Vous me direz, ADA est passé à côté des deux premiers albums, peut-être à raison, peut-être à tort, mais il y a qu’on ne peut pas chroniquer tous les disques (ni gagner tous les matchs, comme l’exprimerait avec fausse bonhomie un Didier Deschamps décontracté du bulbe, persistant à sélectionner des poulets sans tête en lieu et place de joueurs capables de réciter des harmonies footballistiques – à son grand dam, peut-être, à notre détriment esthétique, assurément : de Platini à Zidane, en passant par Griezmann, ce type de joueur est rare) (le règne de Kyky 1er m’effraie, je crains un retour aux années Ribery Anelka Evra, la team de la honte) : je me rassure comme je peux, un des morceaux (Dreams From Bunker Hill) évoque le génial (et dépressif) (donc génial) John Fante, même s’il ne s’agit que d’un auteur mineur du foisonnant 20ème siècle américain, et je subodore l’absence de créativité, au vu de l’intitulé de l’album – X’s, ça sonne comme le nom d’un parfum cheap faussement chic de chez Paco Rabanne, Armani ou Hugo Boss, le genre de soupe coupée à la flotte qu’arborent – du slip Kaporal jusqu’au cou tatoué – les blaireaux sans odorat ni goût en quête de leurs moitiés nimbées du fameux Angel de Thierry Mugler.
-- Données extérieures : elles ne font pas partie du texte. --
PR #5340, opened 2024-07-25
feat: human readable dimension filters in URL

briangregoryholmes:
https://www.notion.so/rilldata/Passing-Filters-as-part-of-URL-ac2972fcd3f64de3af20838ec1c0231b?pvs=4

The API is largely taken from https://learn.microsoft.com/en-us/power-bi/collaborate-share/service-url-filters , but see the notion doc above for greater detail.

Single value, no parenthesis:
`"dimension_0 eq 'Zoom'"`
`dimension_0 eq 'Zoom'`

With parentheses: 
`"dimension_0 eq ('Zoom')"`
`dimension_0 eq ('Zoom')`
`"dimension_0 eq ('Zoom', 'Zapier')"`
`dimension_0 eq ('Zoom', 'Zapier')`

Exclude:
`dimension_0 ne ('Zoom')`
`dimension_0 ne 'Zoom'`

Multiple filters:
`dimension_0 eq ('Zoom', 'Zapier') and dimension_1 eq 'Standard Plan'`

Angled versions of single and double quotes (if copied from a text editor that automatically changes the character) should also work:
`”dimension_0 eq (‘Zoom’, ‘Zapier’)”`


nishantmonu51:
@briangregoryholmes : Can you resolve the conflicts here ? Is this ready to review ?

ericpgreen2:
It looks like you need to add support for this feature to Rill Cloud. On opening a Cloud dashboard, I hit this error:
image

And while we currently don't need support for the other instances of the `<Dashboard />` component (`MetricsExplorerEmbed.svelte`, `[org]/[project]/-/share/[token]/+page.svelte`), I'm guessing they'll need to be protected from the above error.

ericpgreen2:
On an Adbids dashboard, I've tried navigating to this URL: `http://localhost:3001/dashboard/Adbids_dashboard?filter="publisher eq Facebook"`

The "F" is getting clipped from "Facebook" to "acebook":

image


Can you please update the PR description with the API that you've implemented and some examples?

briangregoryholmes:
@ericpgreen2 According to the Notion, dimension values are required to be surrounded by some form of single quotes. I updated the description with a variety of examples.

Unfortunately, I don't think it's practical to validate whether a dimension value is valid, though that's certainly something we can discuss. I've added some guard rails and an updated warning if we're able to detect that something should be quoted that isn't.

Added cloud support.

ericpgreen2:
> @ericpgreen2 According to the Notion, dimension values are required to be surrounded by some form of single quotes. I updated the description with a variety of examples.

Oh, got it now, thanks. 

[I commented in the Notion doc](https://www.notion.so/Passing-Filters-as-part-of-URL-ac2972fcd3f64de3af20838ec1c0231b?d=b6702fad2d34442cb1cfa1642ddb1211&pvs=4#656d6084828246ee81c55862f4250516), but IMO the ephemeral nature of these filters makes for a frustrating UX. Often, I find myself getting some part of the filter syntax incorrect. I would like to iterate on the filter / edit it after submission. But when the filter is immediately transformed into its protobuf representation, I cannot edit what I input. Let's wait for feedback from @mindspank and @nishantmonu51.

PR #5342, opened 2024-07-28
Fix: Protect against table names with spaces in generated models

ericpgreen2:
Closes https://github.com/rilldata/rill-private-issues/issues/404

Additionally, this PR removes the `createModelFromSource` function in favor of `createModelFromTable`.


web-common/src/features/connectors/olap/createModel.ts
```diff
@@ -75,16 +77,22 @@ export async function createModelFromTable(
   const topComments =
     "-- Model SQL\n-- Reference documentation: https://docs.rilldata.com/reference/project-files/models";
   const connectorLine = `-- @connector: ${connector}`;
-  const selectStatement = `select * from ${sufficientlyQualifiedTableName}`;
+  const selectStatement = hasSpaces(sufficientlyQualifiedTableName)
```
AdityaHegde, line 80: Why not always surround with quotes? Would be convenient when the name is changed later to include spaces.

AdityaHegde (approved):

web-common/src/features/connectors/olap/createModel.ts
ericpgreen2: Fair, it's subjective but I think it's a little cleaner to omit the quotes if possible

Conseil avisé, forcément avisé puisqu’il vient de moi, mille ans d’expérience au sein de la crétinerie, conseil récemment donné à mes deux fils : si une nana porte du Angel, tu te barres, sauf si tu veux devenir coiffeur, acteur de télé-réalité ou politicien.
Et donc, vous sentez le truc venir, ça vient de loin, ça vient de moi, anecdotes à la con ou frigo rempli de bières, de bières et de flemme rhétorique, oui, je retarde le moment où je vais me plonger dans le nouvel album des clopes après l’extase, alors que leur leader, Greg Gonzalez, régulièrement évoque en interview son affection pour Françoise Hardy, Miles Davis et les Cocteau Twins : reste à voir avec quelle noble colle intellectuelle tout ce petit monde tiendra, ou si comme souvent il ne s’agit que de louables références déconnectées du produit final.
Allez. Premières minutes. On a affaire à une sorte de dream pop vaguement shoegaze (les guitares électriques réverbérées), avec un chant suave collé au microphone, murmurant des mélodies parfaitement anecdotiques, suivant des grilles harmoniques desséchées, et malgré tout, étrangement, l’ensemble – dix compositions assez courtes – fonctionne à merveille : une fois passés les (mes) à priori, on se laisse happer par l’ambiance minimaliste, sobre et soft, et surtout par cette capacité à faire beaucoup avec peu : en ce sens, une fois l’auditeur adapté à la linéarité des chansons de Cigarette After Sex, il suffira d’un magnifique Hideway smooth & beautiful ou des refrains de l’addictif Holding you, Holding me pour toucher en plein cœur.
X’s, c’est Vampire Weekend au ralenti, pas plus, pas moins, ça fonctionne super bien dès lors que l’on admet que le lent est cool, d’une coolitude dark qui parle à tous : Dark Vacay vous plombe et vous élève, un seul move, le haut est le bas, le bas très haut, quand on déprime le ciel devient le sol, et vice-versa. Plus loin, défaites existentielles (Baby Blue Movie), films (noirs) (internes) inachevés (Hot), rêveries paralysées (Dreams From Bunker Hill) : je pensais tomber à bras raccourcis sur Cigarettes After Sex (au débit : le nom du groupe, son public informe, la fadeur sonore), mais quand minimalisme, délicatesse et sens de la mélodie s’agglomèrent, j’abdique, j’adhère, je kiffe, textes à l’os, chant au bord des lèvres, arrangements discrets, toujours pertinents : inattendu au moment de rédiger cette chronique, tant j’attendais peu de X’s, qui est rien de moins qu’un excellent album.